For his part, the Spanish trader who identifies himself on social networks under the pseudonym “SantinoCripto” ensures Bitcoin is “in a typical market bottom scenario.” He argues that “all the news in the mainstream media about cryptocurrencies is about price levels below $50,000 and even $40,000.” He adds that “90% of the news about the sector is negative, there is absolutely no interest from the general public and the trading volume in cryptocurrencies is at its lowest level in the last year.”
For SantinoCripto, Bitcoin will reach prices of at least $115,000 or $120,000 in this bullish cycle and then fall, perhaps, to the $40,000 zone, as can be seen in the following chart:
DCA, a strategy for an uncertain market
In times like these, where the landscape is full of uncertainty and volatility, it is easy to get carried away by fear or unreasonable expectations. However, for those who have been in the cryptocurrency ecosystem for a while, the history of bitcoin has shown that The cycles of rise and correction are a natural part of its evolutionThere is no way to predict with certainty when the next high will be or whether we still have further to go down, but what is clear is that current prices could offer unique opportunities for those who implement sensible strategies.

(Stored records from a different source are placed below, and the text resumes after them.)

Issue #4035, opened 2019-06-19
Ability to enumerate active users


zoetian:
## Why we want to enhance this feature?
There's no accurate measure on the number of active users on a concourse cluster.

We proposed two ways of doing this:
1. Parsing Log. As @pivotal-jwinters suggested, we could filter out the event `atc.dex.event`
 from the log for the past 60 days.
2. New DB Table. @YoussB proposed to add a new database table `active_user` in current DB to update the user `last_login_date` to enumerate the active users. This would require additional changes to the current login flow. The table schema may look like below:

| username      | last_login_date |
| ----------- | ----------- |

And the Pros and Cons we (@pivotal-bin-ju and I) can think about for now:

|   | Pros       | Cons |
|----------- | ----------- | ----------- |
| 1. Parsing Log | - No need to modify source code <br> - Only need to parse the logs    | - Get access to the users' log <br> -  Analyzing Logs for 2 months of the size roughly 20G can be time consuming <br> - It is hard to keep the Log  from last 2 months for some users |
| 2. New DB Table| - Cleaner way to enumerate active users  |  - Extra effort on modifying the login flow and database schema <br> - Increase certain DB usage  |

***

### Issue Status

Working is being done on the [feature/4035-active-users](https://github.com/concourse/concourse/tree/feature/4035-active-users) branch

***

**Sidenote** (@taylorsilva): when logging in as a user that's not part of any team (`guest` user in docker-compose) we get a HTTP 400 back and a blank screen at the `/sky/callback` endpoint. Logs show `"error":"user doesn't belong to any team"`. Thinking this may be a regression. This note is to remind us to check this out and potentially report.
and fly:
```
fly -t local login -u guest -p guest
logging in to team 'main'

error: oauth2: cannot fetch token: 400 Bad Request
Response:
```

**Sidenote 2** (@cirocosta): Concourse allows operators to set the duration of the tokens that are generated (see https://github.com/concourse/concourse/blob/e5bcd88fa311d0c35342e9e34bbb7c7f7c72b10f/skymarshal/skycmd/flags.go#L48), potentially allowing folks to take a very long time to have to re-authenticate.

agurney:
From my perspective (large enterprise, many users) a logging approach is very reasonable, given that we already have infrastructure for log processing, security analytics / SIEM, etc. We are also interested in characterizing usage in finer detail - not just when logins happened, but what people did - which is the kind of thing that detailed logs can provide.

marco-m:
[...]

PR #4096, opened 2019-07-03
[atc/api] Enumerate Active Users

pivotal-bin-ju:
Fixes https://github.com/concourse/concourse/issues/4035

Looking to get some feedback on this code we have so far. Wondering about things like the error message we return [here](https://github.com/concourse/concourse/blob/89766859016262de13199e4798be12b145c01b30/atc/api/usersserver/get.go#L35) and just if we're on the right track so far with implementing this new endpoint.

CC @taylorsilva


xtremerui:
https://ci.concourse-ci.org/builds/6450778#L5d1bd07e:1

Think you would need to bump the migration timestamp. Thx! @pivotal-bin-ju

atc/db/user_factory.go
```diff
@@ -0,0 +1,104 @@
...
+
+		users = append(users, currUser)
+	}
+	return users, nil
+}
+
+func (f *userFactory) GetAllUsersByLoginDate(lastLogin time.Time) ([]User, error) {
+	rows, err := psql.Select("id", "username", "connector", "last_login").
+		From("users").
+		Where("last_login >= ?", lastLogin).
```
pivotal-jwinters: Can we change this to use `sq.GtOrEq{}`

atc/db/migration/migrations/1561054662_users_table.up.sql
```diff
@@ -0,0 +1,9 @@
+BEGIN;
+  CREATE TABLE users (
+    "id" serial NOT NULL PRIMARY KEY,
+    "username" text NOT NULL,
+    "connector" text NOT NULL,
+    "last_login" timestamp with time zone DEFAULT now() NOT NULL
+  );
+  ALTER TABLE ONLY users ADD CONSTRAINT user_unique UNIQUE (username,connector);
```
pivotal-jwinters: When we auth with dex we get back a unique `sub` in the token. Can we add a column to track this value and unique on it, instead of the username/connector combo.

atc/db/user_factory_test.go
```diff
@@ -0,0 +1,78 @@
...
+	JustBeforeEach(func() {
+		user, err = userFactory.CreateOrUpdateUser("test", "github")
+		Expect(err).ToNot(HaveOccurred())
+
+	})
+
+	Context("when user doesn't exist", func() {
+		It("Insert a user with last_login now()", func() {
+			Expect(user.Name()).To(Equal("test"))
+			Expect(user.LastLogin().Truncate(1 * time.Minute).String()).To(Equal(time.Now().Truncate(1 * time.Minute).String()))
```
pivotal-jwinters: FYI gomega has a temporally equivalent matcher:
https://onsi.github.io/gomega/#betemporallycomparator-string-compareto-timetime-threshold-timeduration

go-concourse/concourse/users.go
```diff
@@ -0,0 +1,10 @@
+package concourse
+
+import (
+	"github.com/concourse/concourse/atc"
+	"time"
+)
+
+func (client *client) ListActiveUsersSince(since time.Time) ([]atc.User, error) {
```
pivotal-jwinters: Is this used somewhere?

atc/db/user_factory.go
zoetian: Yes we can, thanks for pointing this out.

atc/db/migration/migrations/1561054662_users_table.up.sql
zoetian: Do you mean to add a new column `sub`?  Or completely replace the columns `username` or `connector`?
It seems like the current `username/connector` is more readable and allow us to trace the source the authentication.
WDYT?

go-concourse/concourse/users.go
zoetian: This is for `fly` and it's WIP.  We are planning to have a fly command that can print out all active users or some of the users since the given date.

YoussB:
@pivotal-jwinters, after @zoetian's update, do you have more comments are should we continue with the implementation of `fly`?

atc/db/migration/migrations/1561054662_users_table.up.sql
pivotal-jwinters: lets keep the username connector but also include a `sub` or `user_id` and unique on that

YoussB:
@pivotal-jwinters @xtremerui this should be ready for review now 👍

atc/db/migration/migrations/1563997651_users_table.up.sql
```diff
@@ -0,0 +1,10 @@
+BEGIN;
+  CREATE TABLE users (
+    "id" serial NOT NULL PRIMARY KEY,
+    "sub" text NOT NULL,
+    "username" text NOT NULL,
+    "connector" text NOT NULL,
+    "last_login" timestamp with time zone DEFAULT now() NOT NULL
+  );
+  ALTER TABLE ONLY users ADD CONSTRAINT user_unique UNIQUE (sub,username,connector);
```
pivotal-jwinters: You only need to unique on `sub` here.

taylorsilva:
We have one unit test failing: 
- https://ci.concourse-ci.org/teams/main/pipelines/prs/jobs/unit/builds/1487
- https://ci.concourse-ci.org/teams/main/pipelines/prs/jobs/unit/builds/1490

but it's only failing in CI. It doesn't fail on local. Thought it might be an issue with different ginkgo versions between ci and local but that was a dead-end. (ci and local using ginkgo v1.8.0)

Also, for some reason one test fails locally but not on ci 🤔 
```console
• Failure [3.316 seconds]
Web Command when --tsa-host-key is specified but no session signing key is provided [It] should fail due to missing db credentials
/Users/pivotal/workspace/concourse/cmd/concourse/concourse_test.go:77

  No future change is possible.  Bailing out early after 2.005s.
  Got stuck at:
      {"timestamp":"2019-07-30T22:08:21.646999000Z","level":"info","source":"atc","message":"atc.cmd.start","data":{"session":"1"}}
      {"timestamp":"2019-07-30T22:08:21.680895000Z","level":"info","source":"atc","message":"atc.cmd.finish","data":{"duration":142688,"session":"1"}}

  Waiting for:
      dial tcp 127.0.0.1:5432: connect: connection refused

  /Users/pivotal/workspace/concourse/cmd/concourse/concourse_test.go:78
```

taylorsilva:
Got all the tests passing!

@pivotal-jwinters @xtremerui one last review and then merge please 😄

atc/user.go
```diff
@@ -0,0 +1,13 @@
...
+
+import (
+	"time"
+)
+
+type User struct {
+	ID        int       `json:"id,omitempty"`
+	Username  string    `json:"username,omitempty"`
+	Connector string    `json:"connector,omitempty"`
+	LastLogin time.Time `json:"last_login,omitempty"`
```
xtremerui: We are using int64 for timestamp in api for example [build](https://github.com/concourse/concourse/blob/5824dfd73cba6a3d9a256a2317f45a92478aa2b4/atc/build.go#L22). Could we make it the same for `LastLogin`? I think it will simplify some tests that related to timestamp as well.

taylorsilva: Latest commit changes the type to int64 now.

taylorsilva:
@pivotal-jwinters @xtremerui switched the `LastLogin` type from `time.Time` to `int64`. Please review again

One option is the strategy of dollar cost averaging (DCA)buying small amounts of bitcoin at regular intervals, without worrying about identifying the exact “floor.” This reduces the impact of volatility and takes advantage of market fluctuations more efficiently.

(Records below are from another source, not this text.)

PR #4108, opened 2019-07-08
Add locking around steps.

aledeganopix4d:
This is my tentative at fixing #3301. Taking a pragmatic way and implementing a lock wherever needed.

All steps chose the worker serially by acquiring the same lock.

The lock is acquired in the task, put and get steps,
each implemented in the relative Run method.

The lock is released by the corresponding method that creates
the Container in the database just after that's done:
either `worker.FindOrCreateContainer` or `fetcher.Fetch`.

Resource_scanner, resource_type_scanner and image_resource_fetcher
do not implement the locking mechanism thus their processing is independent.

The unit tests are adjusted for the addition of the lock.

New test cases are probably required but I'd like to have feedback on the general direction I've taken
before working more on this.

@ddadlani @deniseyu @kcmannem 

### DIFF
--- a/atc/resource/fetcher.go
+++ b/atc/resource/fetcher.go
@@ -30,6 +30,7 @@ type Fetcher interface {
 		resourceTypes atc.VersionedResourceTypes,
 		resourceInstance ResourceInstance,
 		imageFetchingDelegate worker.ImageFetchingDelegate,
+		containerLock lock.Lock,
 	) (VersionedSource, error)
 }
 
@@ -60,6 +61,7 @@ func (f *fetcher) Fetch(
 	resourceTypes atc.VersionedResourceTypes,
 	resourceInstance ResourceInstance,
 	imageFetchingDelegate worker.ImageFetchingDelegate,
+	containerLock lock.Lock,
 ) (VersionedSource, error) {
 	containerSpec.Outputs = map[string]string{
 		"resource": ResourcesDir("get"),
@@ -71,6 +73,9 @@ func (f *fetcher) Fetch(
 	defer ticker.Stop()
 
 	versionedSource, err := f.fetchWithLock(ctx, logger, source, imageFetchingDelegate.Stdout())
+	if containerLock != nil {
+		containerLock.Release()
+	}
 	if err != ErrFailedToGetLock {
 		return versionedSource, err
 	}
--- a/atc/resource/resource_instance_fetch_source.go
+++ b/atc/resource/resource_instance_fetch_source.go
@@ -130,7 +130,6 @@ func (s *resourceInstanceFetchSource) Create(ctx context.Context) (VersionedSour
 		&worker.CertsVolumeMount{Logger: s.logger},
 	}
 
-
 	container, err := s.worker.FindOrCreateContainer(
 		ctx,
 		s.logger,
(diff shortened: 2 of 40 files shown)


atc/resource/fetcher.go
```diff
@@ -71,6 +73,9 @@ func (f *fetcher) Fetch(
 	defer ticker.Stop()
 
 	versionedSource, err := f.fetchWithLock(ctx, logger, source, imageFetchingDelegate.Stdout())
+	if containerLock != nil {
+		containerLock.Release()
+	}
```
ddadlani: the lock would also need to be released after the call to `fetchWithLock` on line 86 below.

ddadlani: the lock would need to be released after the second call to `fetchWithLock()` on line 86 since container creation could occur there, but this is susceptible to deadlock because we have 2 locks being held/released here.

atc/resource/resource_instance_fetch_source.go
```diff
@@ -139,6 +138,7 @@ func (s *resourceInstanceFetchSource) Create(ctx context.Context) (VersionedSour
 		s.session.Metadata,
 		s.containerSpec,
 		s.resourceTypes,
+		nil,
```
ddadlani: We should be passing the lock in here since we could be creating a `db.CreatingContainer` inside `FindOrCreateContainer`.

aledeganopix4d:
> Hi @aledeganopix4d
> 
> Thanks for working on fixing #3301!
> 
Hi!
Thank you for taking the time to review this PR!
> My biggest concern with this implementation is that all steps are effectively serialized. Some `get` or `task` steps could take quite a while and holding the lock for this time would mean that nothing else would get scheduled while a step is running, which seems too restrictive.
> 
> For the use case of #4076, I think it would be sufficient to have a `TaskStepLock` that is only required with that feature. What are your thoughts?
Yes, for #4076 it would be sufficient, however the bug reported with #3301 won't be solved for all use cases: `in_parallel` put and gets could still be landing on the same worker. 
> 
> We also have some incoming refactors (such as #4109) that will break this locking mechanism because we are trying to centralize container creation in one place (to enable things like scheduling and multiple runtimes).

I've noticed #4109 and I was indeed wondering how and when that refactor would impact my work with this PR and #4076. But my understanding is that I can keep working on the current HEAD as that rework might take a while?
> 
> Would it be sufficient for your use case to limit the lock to #4076?

Yes, in that case, probably, it's better if I create a single PR, that introduces `max-build-tasks-per-worker` and the minimum amount of locking required for that mechanism to work as intended.
Do you agree?

ddadlani:
Hi @aledeganopix4d,

We are planning to merge #4109 into master in the next couple of days. The only effect it should have on your PR is where the "active_tasks" number is incremented. In fact, you could likely move the calls to IncrementActiveTasks and DecrementActiveTasks and the new locking logic, into `RunTaskStep` in worker.Client and it could remain encapsulated in that part of the code.

What do you think?

ddadlani:
> Yes, in that case, probably, it's better if I create a single PR, that introduces max-build-tasks-per-worker and the minimum amount of locking required for that mechanism to work as intended.
Do you agree?

Yes, I agree

aledeganopix4d:
> Hi @aledeganopix4d,
> 
> We are planning to merge #4109 into master in the next couple of days. The only effect it should have on your PR is where the "active_tasks" number is incremented. In fact, you could likely move the calls to IncrementActiveTasks and DecrementActiveTasks and the new locking logic, into `RunTaskStep` in worker.Client and it could remain encapsulated in that part of the code.
> 
> What do you think?

That's perfect, thanks!

aledeganopix4d:
Superseded by #4118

In turn, A complementary approach would be a “reverse DCA” for profit-taking during bullish rallies, ensuring that emotions do not get in the way of prudent financial decisions. Bitcoin has proven its resilience time and time again, and perhaps, for those playing the long game, this could be another chapter in its growth story. For those interested in this strategy, the Cryptopedia (educational section of CriptoNoticias) has content that will prove useful.
Disclaimer: The views and opinions expressed in this article belong to the author and do not necessarily reflect those of CriptoNoticias. The author’s opinion is for informational purposes only and does not constitute investment advice or financial advice under any circumstances.